Decision regions for different  $K$
$$|| \boldsymbol{ s }_1||^2 - || \boldsymbol{ s }_0||^2 + 2 \cdot \sigma_n^2 \cdot {\rm ln} \hspace{0.15cm} \frac{{\rm Pr}( m_0)}{{\rm Pr}( m_1)} = 2 \cdot \boldsymbol{ \rho }^{\rm T} \cdot (\boldsymbol{ s }_1 - \boldsymbol{ s }_0)\hspace{0.05cm}.$$
  • With  $|| \boldsymbol{ s }_1||^2 = 17$,  $|| \boldsymbol{ s }_0||^2 = 26$,  $ \boldsymbol{ s }_1 \, –\boldsymbol{ s }_0 = (3, \ \, –4)$  we obtain:
$$\rho_2 = 3/4 \cdot \rho_1 + 9/8 - K /8 \hspace{0.05cm}.$$
  • The following abbreviation was used here:
$$K = 2 \cdot \sigma_n^2 \cdot {\rm ln} \hspace{0.15cm} \frac{{\rm Pr}( m_0)}{{\rm Pr}( m_1)} = 2 \cdot 1^2 \cdot 1.5 = 3 \hspace{0.05cm}.$$
  • From this it follows:
$$\rho_2 = 3/4 \cdot \rho_1 + 9/8 - 3 /8 = 3/4 \cdot \rho_1 + 3/4 \hspace{0.05cm}.$$
  • The decision line is shifted down by  $3/8$  $($black curve,  labeled  "$K = 3$"  in the graphic$)$.  So,  solution 2  is correct.

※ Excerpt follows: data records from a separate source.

PR #703, opened 2016-04-15
Remove the Publishing API-related tasks

benilovj:
As far as I understand, these tasks publish content for the first time
to the Publishing API. They have already been run on production and
any republishing to Publishing API is supposed to be done with the
scripts in `bin` folder.

These tasks should be deleted to avoid confusion with what's in `bin`.
I've also deleted the classes they make direct calls to, because I couldn't
find any other references to them (apart from the specs).

/cc @jennyd (does the above sound right?)


h-lame:
The `publishing_api:publish_finders` doesn't have an equivalent in `./bin`.  It's used to publish the finders that live as static json in `./finders` rather than publish documents stored in the DB.  I think it's used as part of the deploy.

I don't think the two other tasks, `publishing_api:publish_documents_as_placeholders` and `publishing_api:draft:publish_manuals` have equivalents either, although I'm less sure why they exist.  

I do think it's sensible to rationalise from having things in `bin` and `lib/tasks` is a worthy goal but this isn't the right way unfortunately.  I'd pull everything out of `bin` and into `lib/tasks` because it's a more "standard" way of doing things, but this repo can't have much time left so it might not be worth the effort.

benilovj:
@h-lame that's fair feedback.

* I'll back out the `finders` deletion, and turn it into a script in `bin` instead, so there's at least a bit more consistency
* I am still keen to remove `publishing_api:publish_documents_as_placeholders` and `publishing_api:draft:publish_manuals` as I believe them to be one-off scripts that aren't documented in the Ops manual (and nobody I've spoken to thought otherwise)

h-lame:
That sounds fair.

benilovj:
@h-lame I've updated this PR as proposed this morning. I also migrated another rake task to a script for consistency (the push of finders to Rummager).

h-lame:
:+1: - if we suddenly remember that we need the others, they're in git.

PR #707, opened 2016-04-27
Duplicate deleter: clean up all unknown content IDs

benilovj:
This is a follow-up to #706.

Before this change, the duplicate deleter script didn't get rid of
all duplicate editions if there were multiple duplicates with the same
content ID (eg if a publisher archived a duplicate, there would be
one archived edition and one draft edition with the same content ID).

After this change, if a content ID is unknown to Publishing API,
the script will delete all editions with that content ID.

/cc @h-lame


h-lame:
Glad it was our fault and not another mongo weirdness that was the cause here. 👍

  1. The first equation describes the optimal decision line for equally probable symbols  $(K = 0$,  dashed gray$)$.
  2. The third equation is valid for  $K = \, –3$.  This results with  $\sigma_n^2 = 1$  for the symbol probabilities  ${\rm Pr}(m_1) \approx 0.817$  and  ${\rm Pr}(m_0) \approx 0.138$  (green curve).
  3. The violet straight line results with  $K = 9$,  i.e. with the same probabilities as for the black curve,  but now with the variance $\sigma_n^2 = 3$.


(5)  The graphic above already shows that both  $A$  and  $B$  now belong to the decision region  $I_0$.  Solutions 1 and 3  are correct.